APOE genotype is among the most studied cardiovascular variants — APOE4 carriers have elevated LDL and increased cardiovascular and cognitive risk. CETP variants influence HDL levels and reverse cholesterol transport. PCSK9 variants affect LDL receptor activity and cholesterol clearance. MTHFR variants elevate homocysteine, a recognized cardiovascular risk factor. Together, these explain why two people on identical diets can have very different cholesterol profiles.

How does inflammation contribute to cardiovascular disease at the genetic level?

Chronic low-grade inflammation damages arterial walls independently of LDL cholesterol. Variants in IL-6, TNF-alpha, and CRP genes influence baseline inflammatory tone and how aggressively inflammation responds to diet and stress triggers. Individuals with pro-inflammatory variants may have elevated hsCRP and accelerated arterial plaque progression even when standard cholesterol panels appear normal — making inflammatory markers a critical part of complete cardiometabolic assessment.

What is the connection between blood sugar regulation and heart health?

Insulin resistance directly raises cardiovascular risk through elevated triglycerides, reduced HDL, increased small dense LDL, and systemic inflammation. TCF7L2, PPARG, and KCNJ11 variants influence insulin sensitivity and type 2 diabetes risk.
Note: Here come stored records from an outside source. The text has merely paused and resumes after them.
PR #60, opened 2024-04-29
Waypoint: update the list display to use a table

catsby:
Simple change to how we list templates from just dumping them out to tabling them.

Ex:

templates_table

### DIFF
--- a/internal/commands/waypoint/templates/list.go
+++ b/internal/commands/waypoint/templates/list.go
@@ -76,5 +76,11 @@ func listTemplates(opts *TemplateOpts) error {
 		templates = append(templates, resp.GetPayload().ApplicationTemplates...)
 	}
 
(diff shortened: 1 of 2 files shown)


internal/commands/waypoint/templates/list.go
```diff
@@ -76,5 +76,11 @@ func listTemplates(opts *TemplateOpts) error {
 		templates = append(templates, resp.GetPayload().ApplicationTemplates...)
 	}
 
-	return opts.Output.Show(templates, format.Pretty)
+	templateFields := []format.Field{
```
paladin-devops, line 79: I'm good with reducing the # of fields displayed to just these 3! Makes sense that we give the user the name of the template to look up with `read` if they want more info.

paladin-devops (approved):

PR #63, opened 2024-05-07
[WAYP-2571] TFC Config error

HenryEstberg:

This is a small bugfix to return a better error message when a user attempts to read a Waypoint TFC Config and one has not been set.

### How I've tested this PR:

This has been manually tested and the acceptance tests have been run.

Run `make go/test` to run the acceptance tests

To manually test, build the binary and connect to your HCP org. If that org already has a TFC Config set for waypoint, first run:

```
hcp waypoint tfc-config delete
```

To test the change, run:

```
hcp waypoint tfc-config read
```

### Output of affected commands:
--> 
```
% hcp waypoint tfc-config read  
X No TFC Config found for this project

```

### DIFF
--- a/internal/commands/waypoint/tfcconfig/tfc_config_read.go
+++ b/internal/commands/waypoint/tfcconfig/tfc_config_read.go
@@ -5,6 +5,7 @@ package tfcconfig
 
 import (
 	"context"
+	"fmt"
 
 	"github.com/hashicorp/hcp-sdk-go/clients/cloud-waypoint-service/preview/2023-08-18/client/waypoint_service"
 	"github.com/hashicorp/hcp-sdk-go/clients/cloud-waypoint-service/preview/2023-08-18/models"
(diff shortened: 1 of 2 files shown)


internal/commands/waypoint/tfcconfig/tfc_config_read.go
```diff
@@ -67,6 +67,9 @@ func readRun(opts *TFCConfigReadOpts) error {
 	if err != nil {
 		return errors.Wrapf(err, "%s failed to get TFC Config", opts.IO.ColorScheme().FailureIcon())
 	}
+	if resp.Payload.TfcConfig == nil {
+		return errors.New("No TFC Config found for this project")
```
briancain, line 71: Is this an error though? I think given that we updated our API to say no TFC config isn't an error, this simply returns 0.

briancain (changes requested):

internal/commands/waypoint/tfcconfig/tfc_config_read.go
catsby: What Brian said; I think we should just output "no tfc config found" or something.

HenryEstberg: Sure we can just output that message without calling it an error.

catsby (approved):

briancain (approved):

Because metabolic and cardiovascular systems are tightly linked, monitoring HbA1c and fasting glucose alongside lipid markers provides a more complete cardiometabolic risk picture than cholesterol measurements alone.

Can at-home testing meaningfully monitor cardiometabolic health?

Yes, within appropriate scope. At-home blood tests accurately measure the core cardiometabolic biomarkers — HbA1c, fasting glucose, full lipid panel, and hsCRP — that form the foundation of cardiometabolic monitoring. Pairing these results with genetic data identifying your cardiovascular variants creates a dual-layer view: your current biomarker status plus your inherited risk profile. This combination supports proactive wellness monitoring, not clinical diagnosis.